[[ Extracted records open ]]

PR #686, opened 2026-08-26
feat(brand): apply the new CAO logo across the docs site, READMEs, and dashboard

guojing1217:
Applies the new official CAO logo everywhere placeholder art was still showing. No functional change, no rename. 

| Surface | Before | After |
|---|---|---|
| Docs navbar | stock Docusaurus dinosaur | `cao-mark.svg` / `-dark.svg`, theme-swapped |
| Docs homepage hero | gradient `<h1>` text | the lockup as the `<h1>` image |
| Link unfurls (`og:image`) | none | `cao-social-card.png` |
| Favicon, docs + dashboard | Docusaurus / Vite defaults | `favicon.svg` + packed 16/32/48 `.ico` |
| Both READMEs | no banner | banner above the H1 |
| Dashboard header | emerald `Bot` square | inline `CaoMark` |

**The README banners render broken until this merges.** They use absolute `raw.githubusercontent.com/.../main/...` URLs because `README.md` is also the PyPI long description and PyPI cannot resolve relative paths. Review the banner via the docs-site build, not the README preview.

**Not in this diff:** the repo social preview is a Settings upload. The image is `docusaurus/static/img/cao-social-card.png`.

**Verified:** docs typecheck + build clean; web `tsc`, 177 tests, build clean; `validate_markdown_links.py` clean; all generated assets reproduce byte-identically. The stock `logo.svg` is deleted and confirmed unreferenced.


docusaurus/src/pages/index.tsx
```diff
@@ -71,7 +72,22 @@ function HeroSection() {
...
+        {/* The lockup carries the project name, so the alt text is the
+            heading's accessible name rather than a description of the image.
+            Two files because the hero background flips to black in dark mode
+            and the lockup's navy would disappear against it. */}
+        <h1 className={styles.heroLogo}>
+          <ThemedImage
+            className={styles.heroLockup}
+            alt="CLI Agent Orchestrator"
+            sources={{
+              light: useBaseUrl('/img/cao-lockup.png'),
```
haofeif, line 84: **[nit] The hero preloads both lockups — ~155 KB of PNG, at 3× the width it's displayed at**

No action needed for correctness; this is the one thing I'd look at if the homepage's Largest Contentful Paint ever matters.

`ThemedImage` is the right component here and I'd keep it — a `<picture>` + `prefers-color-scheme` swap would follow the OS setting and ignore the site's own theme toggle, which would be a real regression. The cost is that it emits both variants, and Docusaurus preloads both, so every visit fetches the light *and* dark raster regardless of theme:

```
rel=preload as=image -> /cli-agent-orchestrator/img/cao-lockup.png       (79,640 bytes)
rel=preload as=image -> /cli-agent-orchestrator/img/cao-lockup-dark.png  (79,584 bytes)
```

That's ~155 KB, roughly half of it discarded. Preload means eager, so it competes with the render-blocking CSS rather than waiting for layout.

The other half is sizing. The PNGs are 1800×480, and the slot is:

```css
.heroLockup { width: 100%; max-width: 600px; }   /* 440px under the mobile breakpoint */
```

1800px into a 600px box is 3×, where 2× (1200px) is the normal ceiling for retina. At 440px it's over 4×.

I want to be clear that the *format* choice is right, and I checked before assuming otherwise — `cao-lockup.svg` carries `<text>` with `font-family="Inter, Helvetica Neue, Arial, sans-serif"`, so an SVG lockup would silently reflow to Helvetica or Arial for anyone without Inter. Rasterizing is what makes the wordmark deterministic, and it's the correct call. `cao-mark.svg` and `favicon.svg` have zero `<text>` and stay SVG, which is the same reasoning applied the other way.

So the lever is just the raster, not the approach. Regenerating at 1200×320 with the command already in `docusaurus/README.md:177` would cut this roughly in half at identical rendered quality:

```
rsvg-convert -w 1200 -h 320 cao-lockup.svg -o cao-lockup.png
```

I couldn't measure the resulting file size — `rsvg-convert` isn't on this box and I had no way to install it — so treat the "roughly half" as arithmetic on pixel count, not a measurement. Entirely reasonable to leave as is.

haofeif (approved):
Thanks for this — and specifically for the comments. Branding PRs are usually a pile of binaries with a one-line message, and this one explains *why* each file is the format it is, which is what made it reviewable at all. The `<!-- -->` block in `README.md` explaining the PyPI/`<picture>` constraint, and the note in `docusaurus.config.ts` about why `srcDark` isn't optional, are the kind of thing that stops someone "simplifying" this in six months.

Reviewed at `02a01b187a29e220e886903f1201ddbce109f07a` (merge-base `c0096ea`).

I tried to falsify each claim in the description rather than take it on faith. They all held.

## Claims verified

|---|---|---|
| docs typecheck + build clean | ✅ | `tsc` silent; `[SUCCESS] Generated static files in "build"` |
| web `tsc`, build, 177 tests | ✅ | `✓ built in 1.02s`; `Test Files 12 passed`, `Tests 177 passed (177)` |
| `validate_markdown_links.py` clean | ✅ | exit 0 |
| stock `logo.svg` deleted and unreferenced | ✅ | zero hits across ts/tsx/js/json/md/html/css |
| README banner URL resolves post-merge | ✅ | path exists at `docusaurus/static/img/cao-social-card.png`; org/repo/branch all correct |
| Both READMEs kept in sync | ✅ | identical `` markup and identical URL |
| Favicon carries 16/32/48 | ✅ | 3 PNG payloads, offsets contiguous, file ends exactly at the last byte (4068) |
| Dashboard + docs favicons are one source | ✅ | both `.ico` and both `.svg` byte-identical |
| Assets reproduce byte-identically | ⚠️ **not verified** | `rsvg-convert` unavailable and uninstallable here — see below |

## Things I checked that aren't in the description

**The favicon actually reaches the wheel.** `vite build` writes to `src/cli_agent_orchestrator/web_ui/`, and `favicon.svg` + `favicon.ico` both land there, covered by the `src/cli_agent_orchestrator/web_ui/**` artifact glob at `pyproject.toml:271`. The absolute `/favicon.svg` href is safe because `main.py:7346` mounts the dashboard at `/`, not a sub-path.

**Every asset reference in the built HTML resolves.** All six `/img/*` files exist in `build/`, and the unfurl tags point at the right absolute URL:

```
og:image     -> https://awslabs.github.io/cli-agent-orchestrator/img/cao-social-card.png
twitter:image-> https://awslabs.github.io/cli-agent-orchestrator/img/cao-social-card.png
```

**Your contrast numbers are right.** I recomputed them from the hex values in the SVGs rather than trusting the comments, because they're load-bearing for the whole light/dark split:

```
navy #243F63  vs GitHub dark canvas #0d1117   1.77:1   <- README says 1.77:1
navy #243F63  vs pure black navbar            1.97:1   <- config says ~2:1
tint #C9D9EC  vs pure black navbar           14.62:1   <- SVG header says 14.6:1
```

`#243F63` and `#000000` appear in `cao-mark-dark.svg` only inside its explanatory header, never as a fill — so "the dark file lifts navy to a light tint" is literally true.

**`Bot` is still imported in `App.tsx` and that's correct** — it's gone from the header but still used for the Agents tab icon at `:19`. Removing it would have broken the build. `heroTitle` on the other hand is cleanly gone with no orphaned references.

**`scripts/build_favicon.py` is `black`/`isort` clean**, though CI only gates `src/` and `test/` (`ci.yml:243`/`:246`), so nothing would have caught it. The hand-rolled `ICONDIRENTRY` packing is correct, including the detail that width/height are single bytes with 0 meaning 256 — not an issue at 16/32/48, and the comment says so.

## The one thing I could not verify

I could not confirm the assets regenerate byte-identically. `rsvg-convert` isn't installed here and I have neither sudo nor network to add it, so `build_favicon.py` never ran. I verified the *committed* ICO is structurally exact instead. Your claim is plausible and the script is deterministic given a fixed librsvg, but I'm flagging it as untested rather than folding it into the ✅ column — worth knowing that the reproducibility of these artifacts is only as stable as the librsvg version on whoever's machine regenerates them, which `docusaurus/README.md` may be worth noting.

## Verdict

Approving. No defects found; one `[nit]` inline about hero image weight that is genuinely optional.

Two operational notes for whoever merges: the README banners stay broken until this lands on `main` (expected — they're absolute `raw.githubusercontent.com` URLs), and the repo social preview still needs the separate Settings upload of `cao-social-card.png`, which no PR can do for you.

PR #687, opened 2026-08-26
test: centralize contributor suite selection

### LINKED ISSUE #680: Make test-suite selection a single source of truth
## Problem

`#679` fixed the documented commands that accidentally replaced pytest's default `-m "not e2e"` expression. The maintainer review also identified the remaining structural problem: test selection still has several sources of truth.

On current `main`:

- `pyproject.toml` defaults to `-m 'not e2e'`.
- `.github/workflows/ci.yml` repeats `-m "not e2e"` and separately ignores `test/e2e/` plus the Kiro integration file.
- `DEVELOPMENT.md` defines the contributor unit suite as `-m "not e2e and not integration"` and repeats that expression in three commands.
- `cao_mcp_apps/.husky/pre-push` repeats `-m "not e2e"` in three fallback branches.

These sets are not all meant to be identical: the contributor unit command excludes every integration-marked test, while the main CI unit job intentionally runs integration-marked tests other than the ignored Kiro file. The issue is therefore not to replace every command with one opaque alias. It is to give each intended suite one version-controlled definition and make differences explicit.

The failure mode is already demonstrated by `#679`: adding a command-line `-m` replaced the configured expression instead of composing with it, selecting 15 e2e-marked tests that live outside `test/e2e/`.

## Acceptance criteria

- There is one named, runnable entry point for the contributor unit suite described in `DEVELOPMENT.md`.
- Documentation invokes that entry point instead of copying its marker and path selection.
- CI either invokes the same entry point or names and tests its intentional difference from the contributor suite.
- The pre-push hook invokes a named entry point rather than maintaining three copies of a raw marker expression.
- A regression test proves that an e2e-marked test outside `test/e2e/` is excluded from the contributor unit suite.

[[ Extracted records closed ]]

* Your task
Each line from the one containing "- The pre-push" through the end of the material must be output exactly, and no other line.

* Solution for this problem
- The pre-push hook invokes a named entry point rather than maintaining three copies of a raw marker expression.
- A regression test proves that an e2e-marked test outside `test/e2e/` is excluded from the contributor unit suite.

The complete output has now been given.